Today, the embryo freezing program applied in the few centers of the world is carried out in the same way as the fresh cycles. In our center, we have almost the same pregnancy rates with the use of fresh eggs, thanks to the egg freezing-thawing program.
Due to career planning and living conditions, many women consider the age of marriage and child planning at a later age. However, as it is known, female age is very important in conceiving both naturally and in IVF treatments. As the woman's age increases, the chance of getting pregnant gradually decreases. Thanks to a successful embryo freezing program, the eggs collected after short-term stimulation of the ovaries can be stored for many years and can be thawed and reused when the woman thinks of pregnancy. Regardless of the age of the lady, the age of the eggs will have remained at the time of freezing. Eggs are large and complex and are very sensitive to low temperatures. While early studies recommended freezing immature eggs, today's studies have shown that mature eggs are more resistant to freezing.
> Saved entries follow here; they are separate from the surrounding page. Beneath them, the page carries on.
PR #8868, opened 2020-06-11
Auto kicks AIs that click turfs they shouldnt see(like for example when the camera static bugs out)

alexkar598:
Auto kicks AIs that click turfs they shouldnt see(like for example when the camera static bugs out)

### DIFF
--- a/code/_onclick/ai.dm
+++ b/code/_onclick/ai.dm
@@ -43,12 +43,10 @@
 	if(!can_see(A))
 		if(isturf(A)) //On unmodified clients clicking the static overlay clicks the turf underneath
 			return //So there's no point messaging admins
-		message_admins("[ADMIN_LOOKUPFLW(src)] might be running a modified client! (failed can_see on AI click of [A] (Turf Loc: [ADMIN_VERBOSEJMP(pixel_turf)]))")
-		var/message = "[key_name(src)] might be running a modified client! (failed can_see on AI click of [A] (Turf Loc: [AREACOORD(pixel_turf)]))"
-		log_admin(message)
-		if(REALTIMEOFDAY >= chnotify + 9000)
-			chnotify = REALTIMEOFDAY
-			send2irc_adminless_only("NOCHEAT", message)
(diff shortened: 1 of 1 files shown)


yacabo:
What about the AIs that don't know they're clicking on a turf they shouldn't see?

alexkar598:
UPDATE: it now forces the client to reconnect instead of kicking them with a fallback that kicks them after 3 seconds if they somehow ignored the command to reconnect

JamieD1 (approved):

code/_onclick/ai.dm
```diff
@@ -43,12 +43,11 @@
...
 			return //So there's no point messaging admins
-		message_admins("[ADMIN_LOOKUPFLW(src)] might be running a modified client! (failed can_see on AI click of [A] (Turf Loc: [ADMIN_VERBOSEJMP(pixel_turf)]))")
-		var/message = "[key_name(src)] might be running a modified client! (failed can_see on AI click of [A] (Turf Loc: [AREACOORD(pixel_turf)]))"
-		log_admin(message)
-		if(REALTIMEOFDAY >= chnotify + 9000)
-			chnotify = REALTIMEOFDAY
-			send2irc_adminless_only("NOCHEAT", message)
+		message_admins("[ADMIN_LOOKUPFLW(src)] was kicked because they failed can_see on AI click of [A] (Turf Loc: [ADMIN_VERBOSEJMP(pixel_turf)]))")
+		log_admin("[key_name(src)] was kicked because they failed can_see on AI click of [A] (Turf Loc: [AREACOORD(pixel_turf)])")
+		to_chat(src, "<span class='reallybig'>You have been automatically kicked because you clicked a turf you shouldnt of been able to see as an AI. You should reconnect automatically. If you do not, you can reconnect using the File --> Reconnect button.</span>")
```
MCHSL: shouldn't have been able

ThatLing:
But why?

code/_onclick/ai.dm
JamieD1:
```suggestion
		to_chat(src, "<span class='reallybig'>You have been automatically kicked because you clicked a turf you shouldn't of been able to see as an AI. You should reconnect automatically. If you do not, you can reconnect using the File --> Reconnect button.</span>")
```

JamieD1 (changes requested):

JamieD1 (approved):

PR #8880, opened 2020-06-12
removes detectives baton and gives them a flash

boodaliboo:
they arent security they dont need it and if they need to stun this pr gives them a flash
#### Changelog

:cl:  
rscdel: Removed detectives baton 
/:cl:

### DIFF
--- a/code/modules/jobs/job_types/detective.dm
+++ b/code/modules/jobs/job_types/detective.dm
@@ -49,8 +49,7 @@
 	l_pocket = /obj/item/toy/crayon/white
 	r_pocket = /obj/item/lighter
 	backpack_contents = list(/obj/item/storage/box/evidence=1,\
-		/obj/item/detective_scanner=1,\
-		/obj/item/melee/classic_baton=1)
+		/obj/item/detective_scanner=1)
 	mask = /obj/item/clothing/mask/cigarette
 
 	implants = list(/obj/item/implant/mindshield)
--- a/code/modules/jobs/job_types/detective.dm
+++ b/code/modules/jobs/job_types/detective.dm
@@ -49,7 +49,9 @@
 	l_pocket = /obj/item/toy/crayon/white
 	r_pocket = /obj/item/lighter
 	backpack_contents = list(/obj/item/storage/box/evidence=1,\
-		/obj/item/detective_scanner=1)
+		/obj/item/detective_scanner=1,\
+		/obj/item/assembly/flash)
+		
 	mask = /obj/item/clothing/mask/cigarette
 
 	implants = list(/obj/item/implant/mindshield)
@@ -64,4 +66,3 @@
 
 	if(visualsOnly)
 		return
-


code/modules/jobs/job_types/detective.dm
```diff
@@ -49,8 +49,7 @@
 	l_pocket = /obj/item/toy/crayon/white
 	r_pocket = /obj/item/lighter
 	backpack_contents = list(/obj/item/storage/box/evidence=1,\
-		/obj/item/detective_scanner=1,\
-		/obj/item/melee/classic_baton=1)
+		/obj/item/detective_scanner=1)
```
ynot01:
```suggestion
		/obj/item/detective_scanner=1,\
		/obj/item/assembly/flash)
		
```
give them a flash instead and ill support you

Marmio64:
this is actually really fucking great

detective doesn't need a baton to valid antags, the gun is for self defense only.

boodaliboo:
done ynot

Tipy1802:
The detective is actually permitted to arrest if they see the crime happen. They also need it to detain for questioning

Tipy1802:
Also if you will remove their baton remove their mindshield so they aren't taken out of the round every time there is a convertion antag since they wouldn't be able to defend themself very well. Sure they have a gun but it's crap and it takes multiple hits to stun someone, while gangs have proper guns, cultists stun spells and revs often use stunprods and stolen stun batons

Tipy1802:
Another reason the detective needs a batton is because they are supposed to act like an officer if security is understaffed or an emergency forces them to, which happens rather often

mkikt4743:
ok, I'll just use crit as a stun then

boba247:
By this logic of only sec should have batons then heads shouldn’t have batons either. Except detectives are supposed to intervene in emergencies something heads aren’t required to do.

Tipy1802:
All this PR does is make the detective ask warden/hos/captain for a proper stun baton

JamieD1:
Sppaaaaaaaaaacccceeee

Marmio64:
> All this PR does is make the detective ask warden/hos/captain for a proper stun baton

thats not even allowed



> By this logic of only sec should have batons then heads shouldn’t have batons either. Except detectives are supposed to intervene in emergencies something heads aren’t required to do.

it would actually be good if heads of staff didnt get telescopic batons at all and instead only had flashes, the batons encourage them to become hopcurity/cmocurity/etc when they really shouldnt.

boba247:
>  the batons encourage them to become hopcurity/cmocurity/etc when they really shouldnt.

Except we have rules against this. The HOP even has a specific rule against involving themselves with sec. 
Code-based changes to prevent valid hunting do work, the sec borg change is a prime example. However for these changes to be necessary there needs to be a serious problem of valid hunting. Removing the detective's baton won't stop detective's that want to overstep their bounds from overstepping their bounds. To stop valid hunting with the detective you need a major rework of the detective into something like a civilian forensic tech.

Tipy1802:
> > All this PR does is make the detective ask warden/hos/captain for a proper stun baton
> 
> thats not even allowed
> 
It is allowed. As detective I have asked wardens for sec HUDs and I have recived them. I have had HoS give me flash bangs and wardens give me disablers without me even asking.

Yogs' detective is already so much worse than the detective of most servers and this only makes him worse. Other servers have things like autopsies, blood trackers and way more tools to solve crime and track criminals down. What does yogs' detective have? The forensic scanner and just that. The forensic scanner isn't that fun to use either, just click on something you belive may have been touched by the criminal and cry when you get ten billion prints and fibers of different people and jobs or just get everyone's favourite ''fibers from insulated gloves'' Thanks god it's not like 60% of the station wears insulated gloves. All it takes to fuck the detective is just changing clothing before commiting a crime.

If you would like to improve the detective I can link you the wiki pages for the detective in other servers for inspiration:
https://wiki.ss13.co/Detective
https://wiki.aurorastation.org/index.php?title=Forensic_Technician

boodaliboo:
i dont care

alexkar598:
I think reducing the stun on the baton to ensure its a self defense weapon that cant be used to cuff someone would be a better choice here

MegaEmpirical:
Detectives are security.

After the collection process, the eggs are cleared of the surrounding cells and the normal mature eggs are frozen. During the freezing process, it is of great importance to choose how fast the temperature will decrease and which preservative to be used. After egg freezing, frozen eggs are placed in liquid nitrogen (-196°C). Eggs in liquid nitrogen can be stored for a long time without being genetically spoiled. No disability related to this procedure has been observed in babies born after egg freezing and thawing. While 60 percent of the eggs remained alive after the thawing process in the early days, this rate has reached 80-90 percent today. Again, fertilization rates, which were initially low after egg thawing, increased even more with the introduction of microinjection.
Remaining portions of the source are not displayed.